Am 08.10.2018 um 21:53 hat Eric Blake geschrieben:
> On 10/8/18 11:40 AM, Kevin Wolf wrote:
> > Am 08.10.2018 um 17:43 hat Peter Maydell geschrieben:
> > > Looking at the backtraces I'm wondering if this is the result of
> > > an implicit reliance on the order in which per-thread destructors
> > > are called (which is left unspecified by POSIX) -- the destructor
> > > function qemu_thread_atexit_run() is called after some other
> > > destructor, but accesses its memory.
> > > 
> > > Specifically, the memory it's trying to read looks like
> > > the __thread local variable pollfds_cleanup_notifier in
> > > util/aio-posix.c.

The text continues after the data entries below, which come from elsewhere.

PR #652, opened 2025-05-23
Add PROJ wrapper

peterstace:
## Description

The wrapper exists in the `github.com/peterstace/simplefeatures/proj` package. It leverages the PROJ library to allow geometries to be transformed between a vast number of coordinate reference systems.

## Check List

Have you:

- Added unit tests? Yes.


internal/test/test.go
peterstace, line 1: I've noticed that test helpers are starting to get copied/pasted everywhere... So I think it's time to make a new central package to hold them (i.e. this one). I may go over the whole module at a later point in time and try to properly consolidate the test helpers.

Issue #650, opened 2025-04-20
Support for DimXYZM in GeoJSON unmarshaling


GruffGemini:
Hello,

I have noticed that when unmarshaling a GeoJSON, coordinates with more than 3 dimensions are allowed, but ignored, as seen here
https://github.com/peterstace/simplefeatures/blob/17a6536281b9c96c2f42e030b6e78d1ff8ba5ccc/geom/geojson_unmarshal.go#L57C2-L60C3

Since this package supports XYZM dimension, is it possible to add support for unmarshaling such GeoJSONs (at least for the case when all coordinates in a GeoJSON have strictly 4 dimensions, so there is no ambiguity)?

peterstace:
Hi,

The RFC 7946 has [a section](https://datatracker.ietf.org/doc/html/rfc7946#section-3.1) related to this:

> Implementations SHOULD NOT extend positions beyond three elements because the semantics of extra elements are unspecified and ambiguous.  Historically, some implementations have used a fourth   element to carry a linear referencing measure (sometimes denoted as   "M") or a numerical timestamp, but in most situations a parser will  not be able to properly interpret these values.  The interpretation   and meaning of additional elements is beyond the scope of this   specification, and additional elements MAY be ignored by parsers.

At first glance, the spec seems to be a bit ambiguous...

- `Implementations SHOULD NOT extend positions beyond three elements` seems clear (i.e. don't support XYZM).
- But `additional elements MAY be ignored by parsers` seems to conflict with that... If additional elements "MAY" be ignored by parsers, that seems to indicate that they don't _need_ to be ignored.

But maybe bullet point one is talking about marshalling, and bullet point two is talking about unmarshalling. In that case, it's probably ok to do as you suggest.

PR #658, opened 2025-06-20
Support XYZM in GeoJSON unmarshalling

peterstace:
## Description

The GeoJSON spec states:

> Implementations SHOULD NOT extend positions beyond three elements because the
> semantics of extra elements are unspecified and ambiguous. Historically, some
> implementations have used a fourth element to carry a linear referencing
> measure (sometimes denoted as "M") or a numerical timestamp, but in most
> situations a parser will not be able to properly interpret these values. The
> interpretation and meaning of additional elements is beyond the scope of this
> specification, and additional elements MAY be ignored by parsers.

In particular `additional elements MAY be ignored by parsers` indicates that parsers may (or may not, in our case) choose to interpret additional elements.

This changes interprets the 4th element as a measure (M) value.

Marshalling behaviour is unchanged, so the 4th element will not be included in the marshalled GeoJSON output. This is required as per the first sentence in the quote above.

## Check List

Have you:

- Added unit tests? Yes.

## Related Issue

- https://github.com/peterstace/simplefeatures/issues/650

### DIFF
--- a/geom/geojson_unmarshal.go
+++ b/geom/geojson_unmarshal.go
@@ -19,7 +19,7 @@ func UnmarshalGeoJSON(input []byte, nv ...NoValidate) (Geometry, error) {
 		return Geometry{}, err
 	}
 
-	hasLength := make(map[int]bool)
+	hasLength := make(map[int]struct{})
 	if err := detectCoordinatesLengths(rootObj, hasLength); err != nil {
 		return Geometry{}, err
 	}
@@ -34,7 +34,7 @@ func UnmarshalGeoJSON(input []byte, nv ...NoValidate) (Geometry, error) {
 	return g, nil
 }
 
-func chooseGeoJSONCoordinatesType(hasLength map[int]bool) CoordinatesType {
+func chooseGeoJSONCoordinatesType(hasLength map[int]struct{}) CoordinatesType {
 	// The GeoJSON spec allows (but doesn't require) parsers to ignore any
 	// "extra" coordinate values in addition to the normal 3 coordinate values
 	// used to specify a 3D position. We choose to interpret a 4th dimension as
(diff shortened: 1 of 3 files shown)


geom/geojson_unmarshal.go
```diff
@@ -68,6 +34,42 @@ func UnmarshalGeoJSON(input []byte, nv ...NoValidate) (Geometry, error) {
...
+	// | false | false | false      | DimXY   |
+	// | false | false | true       | DimXYZM |
+	// | false | true  | false      | DimXYZ  |
+	// | false | true  | true       | DimXYZ  |
+	// | true  | false | false      | DimXY   |
+	// | true  | false | true       | DimXY   |
+	// | true  | true  | false      | DimXY   |
+	// | true  | true  | true       | DimXY   |
+	var has2, has3, has4OrMore bool
+	for length := range hasLength {
```
peterstace, line 59: `hasLength` is a "set", but we're not checking the bool here. Would be better to use a `map[int]struct{}` instead to make it less ambiguous.

geom/geojson_unmarshal.go
```diff
@@ -324,9 +326,23 @@ func oneDimFloat64sToCoordinates(fs []float64, ctype CoordinatesType) (Coordinat
...
 		Type: ctype,
 	}
-	if ctype.Is3D() {
+
+	if len(fs) < ctype.Dimension() {
+		// This should not happen because we used the lengths to choose the ctype.
+		panic(fmt.Sprintf("unexpected length %d for ctype %s", len(fs), ctype))
+	}
+
+	switch ctype {
```
peterstace, line 335: Should have a `DimXY` case that does nothing, and a `default` that panics.

PR #674, opened 2025-11-07
DRAFT/WIP: Make rtree package generic over record type

peterstace:
## Description

The `rtree` package previously hardcoded record IDs as integers, requiring users to maintain separate mappings between their records and integer IDs. This added unnecessary indirection and made the API less ergonomic.

By making `RTree` generic over the record type T, users can now store their actual records directly in the tree (or use integers if they prefer to keep the existing behaviour). This simplifies usage patterns and eliminates the need for separate index mappings in consuming code.

Note: This is a breaking change. The easiest way for users to upgrade is to simply replace all occurrences of `*rtree.RTree` with `*rtree.RTree[int]` in their codebase.

## Check List

Have you:

- Added unit tests? Yes.

### DIFF
--- a/geom/rtree.go
+++ b/geom/rtree.go
@@ -3,7 +3,7 @@ package geom
 import "github.com/peterstace/simplefeatures/rtree"
 
 // TODO: Use this instead of indexedLines/Points where possible.
-func newLineRTree(lines []line) *rtree.RTree[line] {
+func newLineRTree(lines []line) *rtree.RTree[line] { //nolint:unused
 	items := make([]rtree.BulkItem[line], len(lines))
 	for i, ln := range lines {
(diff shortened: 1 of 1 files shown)


.golangci.yaml
```diff
@@ -35,8 +35,6 @@ linters-settings:
   errcheck:
     exclude-functions:
       - io.Copy(os.Stdout)
-      - (*github.com/peterstace/simplefeatures/rtree.RTree).RangeSearch
```
peterstace: `errcheck` seems to get a bit confused when generics are introduced... I can longer specify funcs in `exclude-functions` section. Instead, I've opted to just use `_ = ...` whenever I want to ignore an error.

PR #673, opened 2024-01-14
Add PUT endpoint for departments

rkaiser-dev:
This PR adds the PUT endpoint for departments, including service and repository implementations, tests, and openapi documentation updates.

Also fixes an issue with PostDepartment openapi documentation schema.


api/src/App/Routes.php
```diff
@@ -35,6 +35,7 @@ function () use ($app, $authMiddleware) {
         function () use ($app, $authMiddleware) {
             $app->get('[/]', 'App\Controller\Department\ListDepartments');
             $app->post('[/]', 'App\Controller\Department\PostDepartment');
+            $app->put('/{id}', 'App\Controller\Department\PutDepartment');
```
AricStewart, line 38: I personally like the use if `{id}` but in quite a few other places we are using `{name}`.  I think the APIs will also accept a name or ID,  do we want to try to be consistant here or is that overkill?

api/src/Controller/Department/PutDepartment.php
```diff
@@ -0,0 +1,120 @@
...
+        $this->departmentService = $container->get("DepartmentService");
+        $this->includes = null;
+
+    }
+
+
+    public function buildResource(Request $request, Response $response, $params): array
+    {
+        $departmentId = $params["id"];
+        $body = $this->checkRequiredBody($request, []);
```
AricStewart, line 89: I do not this this is required with an empty set.

api/src/Controller/Department/PutDepartment.php
```diff
@@ -0,0 +1,120 @@
...
+            throw new InvalidParameterException("Name must be a non-empty string");
+        }
+
+        if (array_key_exists("ParentID", $body) && $body["ParentID"] <= 0) {
+            throw new InvalidParameterException("ParentID must be greater than 0");
+        }
+
+        if (array_key_exists("FallbackID", $body) && $body["FallbackID"] <= 0) {
+            throw new InvalidParameterException("FallbackID must be greater than 0");
+        }
```
AricStewart, line 105: What if they do a Put with no body. Then does just nothing change and we succeed?
Do we want to catch that case for simplicity?

api/src/App/Routes.php
rkaiser-dev: We opt for `{name}` here if we're looking for consistency. I'll check to see if anything actually passes in `{name}` to the other endpoints for department and make the switch if needed. Ideally we do ID based lookup only because name could be ambiguous.

api/src/Controller/Department/PutDepartment.php
rkaiser-dev: OK, will remove this.

api/src/Controller/Department/PutDepartment.php
rkaiser-dev: Yeah, that's a good question. I think we can handle that case here for sure.

api/src/App/Routes.php
rkaiser-dev: I took a look through the other endpoints that are using `{name}` syntax for Announcements and Deadlines. I poked around in the UI a bit and I confirmed through debugging that they are using the Department ID value. I know all of the ConCom List stuff should be using the Department ID value as well.

Is it worth considering the move to prefer ID for Department here and we can eventually update the other endpoints to ID numbers only?

rkaiser-dev:
This should be ready for another look. Left a comment asking about whether we move to ID for all Department endpoints and start with this one.

Also added a few more test cases to catch some things that the OpenAPI schema wouldn't normally allow, but that the server should still guard against and reject, assuming an all ID approach.

api/src/App/Routes.php
AricStewart: Lets make a low priority task to try to standardize our language and make {id} for all places we are using IDs.

api/src/Controller/Department/PutDepartment.php
```diff
@@ -0,0 +1,132 @@
...
+    }
+
+
+    private function validateRequestParams(Request $request): array
+    {
+        $body = $request->getParsedBody();
+        if ($body == null || count($body) == 0) {
+            throw new InvalidParameterException("Must include at least one of 'Name', 'ParentID', or 'FallbackID'");
+        }
+
```
AricStewart, line 113: This does not quite do that.  I could include dummy things in the body `{'A': 'goo', 'B': 'gaa'}`  that would fool this check and not help.

AricStewart (approved):

PR #674, opened 2024-01-19
Aric/test revisions

AricStewart:


api/src/Tests/Cases/CycleTest.php
```diff
@@ -15,23 +16,19 @@ protected function setUp(): void
...
-            '/cycle',
-            null,
-            ['date_from' => $when, 'date_to' => $to],
-            201,
-            null,
-            '/cycle'
-        );
+        $this->cycle = testRun::testRun($this, 'POST', '/cycle')
+            ->setBody(['date_from' => $when, 'date_to' => $to])
+            ->run();
```
rkaiser-dev, line 21: Not an urgent thing, and this comment would apply in a similar way to `tearDown()` as well.

Should we interact directly with the database rather than via API call here for test setup/teardown? Although I imagine it'd be rare, this reliance on the API to create and delete objects for us to test against could result in test failures if the create or delete fails, I think.

api/src/Tests/Cases/CycleTest.php
```diff
@@ -40,25 +37,21 @@ protected function tearDown(): void
...
-            '/cycle',
-            null,
-            ['date_from' => $when, 'date_to' => $to],
-            201,
-            null,
-            '/cycle'
-        );
-
-        $data2 = $this->runSuccessJsonRequest('GET', '/cycle/'.$data->id, null, null, 200, null, '/cycle/{id}');
+        $data = testRun::testRun($this, 'POST', '/cycle')
```
rkaiser-dev, line 48: Is the plan to follow up with this and break this out into nice segmented tests as well?

rkaiser-dev (approved):

api/src/Tests/Cases/CycleTest.php
AricStewart: I debated that back and forth also. Doing actauly tests in setup/teardown seems odd but it also is  a nice clean path to do the work.  I decided on the side of having it a test just because but I am not sold either way. We can bring it up as we go forward. I know there are other tests where all these setup and such is done directly tot the database.

api/src/Tests/Cases/CycleTest.php
AricStewart: We can continue to break things up and refine them yes.  Always in the mode to keep expanding and improving tests.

So I think what is happening is:
> > >   * util/aio-posix.c calls qemu_thread_atexit_add(), passing
> > >     it a pointer to a thread-local variable pollfds_cleanup_notifier
> > >   * qemu_thread_atexit_add() works by arranging to run the
> > >     notifiers when its 'exit_key' variable's destructor is called
> > >   * the destructor for pollfds_cleanup_notifier runs before that
> > >     for exit_key, and so the qemu_thread_atexit_run() function
> > >     ends up touching freed memory
> > > 
> > > I'm pretty confident this analysis of the problem is correct:
> > > unfortunately I have no idea what the right way to fix it is...
> > 
> > Yes, I agree with your analysis. If __thread variables can be destructed
> > before pthread_key_create() destructors are called (and in particular if
> > the former are implemented in terms of the latter), this implies at
> > least two rules:
> > 
> > 1. The Notfier itself can't be a TLS variable
> > 
> > 2. The notifier callback can't access any TLS variables
> > 
> > Of course, with these restrictions, qemu_thread_atexit_*() with its
> > existing API is as useless as it could be.
> > 
> > The best I can think of at the moment would be to use a separate
> > pthread_key_create() (and therefore a separate destructor) for
> > registering each TLS variable, so that the destructor always gets a
> > valid pointer. Maybe move all __thread variables of a file into a single
> > malloced struct to make it more managable (we could then keep a __thread
> > pointer to it for convenience, but only free the struct with the pointer
> > passed by the pthread_key destructor so that we don't have to access
> > __thread variables in the destructor).
> 
> pthread_key_create() says that a when a destructor is triggered, it sets the
> value of the key to NULL; but that you can once again set the key back to a
> non-NULL value, and that the implementation will loop at least
> PTHREAD_DESTRUCTOR_ITERATIONS over all destructors or until it has convinced
> the destructors to leave values at NULL.  Thus, while you cannot guarantee
> ordering between destructors within a single iteration of the cleanup loop,
> you CAN do some sort of witness locking or down-counter where a destructor
> purposefully calls pthread_setspecific() to revive the value to survive into
> the next iteration of destructor calls, for variables which are known to be
> referenced by other destructors while the witness count is still high
> enough, as a way of imposing order between loops.

Yes, everything that is explicitly managed with pthread_key_create() is
fine. The point is that the destructors for __thread variables aren't
controlled by QEMU, but by the system libraries, so their memory can go
away earlier than other destructors are called.